Looking back only a few years, I think a card like the RTX 4060 Ti would meet expectations for a xx60 Ti card – which is to say that it effectively matches the performance of the previous-gen xx70 card, and adds current-gen features. But we live in the post-RTX 30 Series era now.

While many actual gamers were left empty-handed during the dark times (f*** Ethereum, anyway), the RTX 30 Series was a BIG upgrade over the RTX 20 Series, and list pricing was very good for the performance level.
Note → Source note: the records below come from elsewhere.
PR #162, opened 2018-02-05
Templating linear models 

Dekken:
Base models and linear models

### DIFF
--- a/lib/cpp/base_model/model_generalized_linear.cpp
+++ b/lib/cpp/base_model/model_generalized_linear.cpp
@@ -2,18 +2,21 @@
 
 #include "tick/base_model/model_generalized_linear.h"
 
-ModelGeneralizedLinear::ModelGeneralizedLinear(const SBaseArrayDouble2dPtr features,
-                                               const SArrayDoublePtr labels,
-                                               const bool fit_intercept,
-                                               const int n_threads)
-  : ModelLabelsFeatures(features, labels),
-    n_threads(n_threads >= 1 ? n_threads : std::thread::hardware_concurrency()),
-    fit_intercept(fit_intercept),
-    ready_features_norm_sq(false) {}
+template <class T>
+TModelGeneralizedLinear<T>::TModelGeneralizedLinear(
+    const std::shared_ptr<BaseArray2d<T>> features,
+    const std::shared_ptr<SArray<T>> labels, const bool fit_intercept,
+    const int n_threads)
+    : TModelLabelsFeatures<T>(features, labels),
+      fit_intercept(fit_intercept),
+      ready_features_norm_sq(false),
+      n_threads(n_threads >= 1 ? n_threads
+                               : std::thread::hardware_concurrency()) {}
 
-void ModelGeneralizedLinear::compute_features_norm_sq() {
+template <class T>
+void TModelGeneralizedLinear<T>::compute_features_norm_sq() {
   if (!ready_features_norm_sq) {
-    features_norm_sq = ArrayDouble(n_samples);
+    features_norm_sq = Array<T>(n_samples);
     // TODO: How to do it in parallel ? (I'm not sure of how to do it)
     for (ulong i = 0; i < n_samples; ++i) {
       features_norm_sq[i] = view_row(*features, i).norm_sq();
@@ -22,24 +25,23 @@ void ModelGeneralizedLinear::compute_features_norm_sq() {
   }
 }
 
-const char *ModelGeneralizedLinear::get_class_name() const {
-  return "ModelGeneralizedLinear";
-}
-
-
-double ModelGeneralizedLinear::grad_i_factor(const ulong i,
-                                             const ArrayDouble &coeffs) {
+template <class T>
+T TModelGeneralizedLinear<T>::grad_i_factor(const ulong i,
+                                            const Array<T> &coeffs) {
   std::stringstream ss;
   ss << get_class_name() << " does not implement " << __func__;
   throw std::runtime_error(ss.str());
 }
 
-void ModelGeneralizedLinear::compute_grad_i(const ulong i, const ArrayDouble &coeffs,
-                                            ArrayDouble &out, const bool fill) {
-  const BaseArrayDouble x_i = get_features(i);
+template <class T>
+void TModelGeneralizedLinear<T>::compute_grad_i(const ulong i,
+                                                const Array<T> &coeffs,
+                                                Array<T> &out,
+                                                const bool fill) {
+  const BaseArray<T> x_i = get_features(i);
   const double alpha_i = grad_i_factor(i, coeffs);
   if (fit_intercept) {
-    ArrayDouble out_no_interc = view(out, 0, n_features);
+    Array<T> out_no_interc = view(out, 0, n_features);
 
     if (fill) {
       out_no_interc.mult_fill(x_i, alpha_i);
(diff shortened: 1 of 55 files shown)


lib/cpp/base_model/model_generalized_linear.cpp
```diff
@@ -22,24 +27,23 @@ void ModelGeneralizedLinear::compute_features_norm_sq() {
...
 
-const char *ModelGeneralizedLinear::get_class_name() const {
-  return "ModelGeneralizedLinear";
-}
-
-
-double ModelGeneralizedLinear::grad_i_factor(const ulong i,
-                                             const ArrayDouble &coeffs) {
+template <class T>
+T
```
Mbompr: I'm not a big fan of putting return type on the line before the method

lib/cpp/linear_model/model_logreg.cpp
```diff
@@ -6,66 +6,75 @@
...
 #include "tick/linear_model/model_logreg.h"
 
-ModelLogReg::ModelLogReg(const SBaseArrayDouble2dPtr features,
-                         const SArrayDoublePtr labels,
-                         const bool fit_intercept,
-                         const int n_threads)
-    : ModelGeneralizedLinear(features, labels, fit_intercept, n_threads),
-      ModelLipschitz() {}
-
-const char *ModelLogReg::get_class_name() const {
```
Mbompr: get_class_name has disappeared

lib/include/tick/base_model/model_generalized_linear.h
```diff
@@ -8,13 +8,29 @@
...
+  using TModelLabelsFeatures<T>::labels;
+  using TModelLabelsFeatures<T>::n_samples;
+  using TModelLabelsFeatures<T>::get_n_samples;
+  using TModelLabelsFeatures<T>::n_features;
+  using TModelLabelsFeatures<T>::get_n_features;
+  using TModelLabelsFeatures<T>::get_label;
+  using TModelLabelsFeatures<T>::get_features;
+  using TModelLabelsFeatures<T>::is_ready_columns_sparsity;
+
+  bool fit_intercept = 0;
```
Mbompr: tiny: I think false is easier to read than 0.

lib/include/tick/base_model/model_generalized_linear.h
```diff
@@ -24,40 +40,47 @@ class DLL_PUBLIC ModelGeneralizedLinear : public ModelLabelsFeatures {
...
+    const std::shared_ptr<BaseArray2d<T> > features,
+    const std::shared_ptr<SArray<T> > labels,
+    const bool fit_intercept,
+    const int n_threads = 1);
+
+  virtual ~TModelGeneralizedLinear() {}
 
-  const char *get_class_name() const override;
+  virtual const char *get_class_name() const {
+    return clazz.c_str();
```
Mbompr: cool :)

lib/include/tick/base_model/model_lipschitz.h
```diff
@@ -24,14 +28,15 @@ class DLL_PUBLIC ModelLipschitz : public virtual Model {
...
-  double lip_mean, lip_max;
+  T lip_mean, lip_max;
+
+  //! All Lipschitz constants
+  Array<T> lip_consts;
 
  public:
-  ModelLipschitz();
+  TModelLipschitz();
+  virtual ~TModelLipschitz() {}
```
Mbompr: Is this empty destructor needed now? Is it just cleaner to add an empty one?

lib/include/tick/robust/model_absolute_regression.h
```diff
@@ -8,25 +8,49 @@
...
+  using TModelGeneralizedLinear<T>::grad_i_factor;
+
  public:
-  ModelAbsoluteRegression(const SBaseArrayDouble2dPtr features,
-                          const SArrayDoublePtr labels,
-                          const bool fit_intercept,
-                          const int n_threads = 1);
+  TModelAbsoluteRegression(
+    const std::shared_ptr<BaseArray2d<T> > features,
+    const std::shared_ptr<SArray<T> > labels,
```
Mbompr: Is it somehow possible to have a shortcut for `std::shared_ptr<SArray<T> >` such as `SArrayPtr<T>`?

lib/include/tick/robust/model_generalized_linear_with_intercepts.h
```diff
@@ -9,36 +9,65 @@
...
+  using TModelGeneralizedLinear<T>::n_threads;
+
+ public:
+  using TModelGeneralizedLinear<T>::grad_i;
+  using TModelGeneralizedLinear<T>::get_features;
+  using TModelGeneralizedLinear<T>::grad_i_factor;
+
  protected:
   /**
+  using TModelGeneralizedLinear<T>::n_samples;
```
Mbompr: copy paste mistake

lib/include/tick/hawkes/model/base/model_hawkes.h
```diff
@@ -10,7 +10,7 @@
 /** \class ModelHawkes
  * \brief Base class of Hawkes models
  */
-class DLL_PUBLIC ModelHawkes : public Model {
+class DLL_PUBLIC ModelHawkes : public TModel<double> {
```
Mbompr: Isn't default `Model` class already `TModel<double>`?

lib/swig/base_model/model.i
```diff
@@ -7,18 +7,50 @@
...
   virtual double loss(const ArrayDouble& coeffs);
-
   virtual unsigned long get_epoch_size() const;
+  virtual bool is_sparse() const;  
+};
+typedef TModel<double> Model;
+typedef std::shared_ptr<Model> ModelPtr;
 
-  virtual bool is_sparse() const;
+%rename(ModelDouble) TModel<double>;
```
Mbompr: Will we need to duplicate swig code for all model classes?

Mbompr: Or can we do something like
```
%template(ModelLabelsFeatures) TModelLabelsFeatures<double>;
typedef TModelLabelsFeatures<double> ModelLabelsFeatures;
```

?

lib/swig/hawkes/model/base/model_hawkes_list.i
```diff
@@ -5,6 +5,8 @@
 #include "tick/hawkes/model/base/model_hawkes_list.h"
 %}
 
+%include "model.i"
```
Mbompr: Did you left this by mistake or is this necessary now?

Dekken: not yet but will be

lib/swig/base_model/model.i
Dekken: This is tricky - I have found that %tempate only works if you have no signatures with templates

i.e. most constructors have references to templated array types, we get type errors unless we specify the whole class using the typedefs "ArrayDouble" instead of "Array<double>"

lib/include/tick/robust/model_absolute_regression.h
Dekken: A) Not without a macro
B) I don't think it will work in SWIG

lib/include/tick/hawkes/model/base/model_hawkes.h
Dekken: This is a forgotten "git checkout"

lib/include/tick/base_model/model_lipschitz.h
Dekken: virtual destructors are sometimes necessary - and are good practice for base classes

https://stackoverflow.com/a/461224/795574

lib/cpp/linear_model/model_logreg.cpp
Dekken: it's now a getter 

https://github.com/Dekken/tick/blob/template_linear_model/lib/include/tick/linear_model/model_logreg.h#L39

lib/include/tick/robust/model_absolute_regression.h
Dekken: I think I actually tried it but SWIG was complaining about typeerrors

lib/include/tick/base_model/model_lipschitz.h
Mbompr: Thanks!

lib/include/tick/robust/model_absolute_regression.h
Mbompr: Not cool, it might worth to open an issue to deal with this afterward. Not a big deal but it might simplify the code.

lib/swig/base_model/model.i
Mbompr: This is really not a good news, I'm afraid that we will end up with methods only added to double... 
Do you think there is a way to do this with a macro?

Dekken: with proper unit tests for all types I don't see the problem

My favorite card last generation was the RTX 3060 Ti, and for its elusive MSRP of $399 it was the card I would have bought with my own money. Think about this: it was faster than the $699 (and up) RTX 2080, cruising past heavyweights such as GeForce GTX 1080 Ti and Radeon RX 5700 XT. And this begs the question, was the RTX 3060 Ti too good? It certainly set expectations for the next generation of GeForce cards very high.

Seeing only modest raw performance gains over the previous generation xx60 Ti card here isn’t very exciting, but there are architectural improvements with the RTX 4060 Ti that stretch the lead to more impressive levels. I didn’t cover things like content creation, where this generation offers a better experience.

This card wants you to use DLSS 3 + FG, and if you get it, use this. Regardless of what you’ve watched (or possibly even read) about DLSS 3 and Frame Generation, the tech does greatly increase the framerates and perceived smoothness of games, and in games that support the DLSS 3 + FG combination the RTX 4060 Ti crosses into enthusiast 2560×1440 territory – at least based on the FPS numbers I was seeing.

Now, about that VRAM thing. 8GB is certainly a useful amount, but there have been multiple (and heavily-documented) examples of recent titles that want as much as they can get. I would love it if this card had 16GB, and while I could pontificate about public companies maintaining margins on products amidst rising component costs, the fact is that gamers don’t care about how well company X is doing. They all just want cheap GPUs with lots of VRAM, as far as I can tell.

The fact that a 16GB version of the RTX 4060 Ti will be made available is definitely a good move, but it isn’t coming until July. I would have loved to see it launch alongside this card, but the additional $100 for the 16GB RTX 4060 Ti does push it into a different market segment. We will have to wait and see if AMD answers with something compelling, and creates some pricing pressure. I think we’d all love to see a price break on components for this increasingly expensive hobby.